I was shopping at my local Wu-Mart and trying to buy some laundry detergent, dish washing liquid and other household goods that I needed.
This is a simple exercise in America.
I spent about 20 minutes wandering around becoming increasingly confused.
Some of the attendants tried to help me to little or no avail.
In reality, there are about 30 attendants that constantly ask you to buy pretty much everything they have in the store. It is customer service at its finest.
Here’s the problem:
I found laundry detergent but was unable to find dish washing liquid.
A nice attendant could tell I was confused and stopped to help me.
I started to pantomime what I needed.
I grabbed the laundry detergent and pointed to it,
then I took my clothes and pretended to wash them.
He nodded his head and smiled in understanding.
Then I pointed to some dishes and he thought I wanted to buy them, not clean them.
So maybe he wasn’t smiling in understanding. Maybe he was smiling because I looked totally goofy. Couldn’t blame him either way.
This went on for about 10 minutes with about 15 people arriving to help and no one able to speak English. And me not able to speak Chinese.
That is actually a bit of a rarity. I’m impressed with how many people here have a limited, or more extensive knowledge, of English.
I’m also incredibly thankful for it.
Anyway, after we decided we can’t figure it out, I just decided to keep roaming around and noticed the signs in the aisles.

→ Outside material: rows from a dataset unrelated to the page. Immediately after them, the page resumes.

PR #4331, opened 2025-08-12
Add single destination per block option to benchmark client

ndr-ds:
## Motivation

Right now the default is for every chain to always send transfers to every other chain, in a way that in each block we cycle through the chains.

## Proposal

Add an option so that we continue sending chains to every other chain, but every block contains transactions to just one of the other chains, and we cycle through chains per block instead of per transfer.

We have signs in grocery stores all over America so I have no idea why I didn’t think to look at them in the first place.

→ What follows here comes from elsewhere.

PR #4332, opened 2025-08-13
Make some variables private and other corrections.

MathieuDutSik:
## Motivation

Some variables are public without reason, and some inexact comments.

This was going to be easy! The products were placed on the shelf accordingly.
I thought, “Ah ha! I can just look for the aisle I need!”
No such luck.
That being said, I did find the laundry detergent.
Scarily enough, it was right beside the industrial strength bathroom and kitchen cleaners.
Honestly, I’m a little afraid I will be using acid on my dishes. If this is my last post, Dear Readers, then you know I made the wrong choice.
As I filled up my cart I strolled down another aisle. Looking up, I noticed the sign in the aisle.
Bumf.
Yes,
Bumf.
After thinking about it,
and this being that this aisle had only toilet paper,
maybe Bumf was actually a misspelling of the British word for behind, which is “Bum.”
As I pushed my cart to the check out line,
I just kept wondering if one of the 30 or so attendants ever asks,
Pssst, Hey Buddy, You Want To Buy Some Bumf?